The design also includes “donut” swings, which a child can lay on, and a cableway, similar to a zip line, that would be accessible to children in wheelchairs.

The first part of the project will be a treehouse, which Bennett’s Village hopes to complete in 2023. The next parts of the playground will be built in phases as funding comes in. Community input is vital and will help determine which parts of the playground are built first, McClurken said.

Funding, however, is a major barrier. McClurken said the project will cost an estimated $5 million while Bennett’s Village has raised a little over $170,000.

While the group primarily plans to gather through grants and fundraisers, there are plans to at some point request funding through the city’s Capital Improvement Program and seek a possible financial commitment from Albemarle County.

The nonprofit has also been in touch with state representatives.

“This is going to be a community project, so we are open to all possible funding sources,” McClurken said. “There is a process. It takes time. It takes years, but we are looking at all avenues,”

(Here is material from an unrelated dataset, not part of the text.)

PR #625, opened 2015-10-28
Update RO_FASA_Atlas.cfg

ctiberious:
Dry and Wet mass adjustments.  These new masses are taken from astronautix.com which I know it's wholly reliable but it is the only source I can find with even marginally accurate data on the older Atlas rockets.  The proposed mass and fuel alterations will result in matching wet and dry masses taken from that website assuming two LR-101 Verner engines and the correct LR-105 sustainer engine are included in the final craft.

Donations can be made at Suggestions for the project can be sent to Individuals and families of individuals with disabilities are encouraged to reach out to to take a bigger part in the project.

“I can tell my story and I will continue to tell my story about Bennett, but it’s not about Bennett anymore,” McClurken said. “I do this work in honor of my son and in memory of my son, but it’s really about creating safe and inclusive spaces for my friends and neighbors.”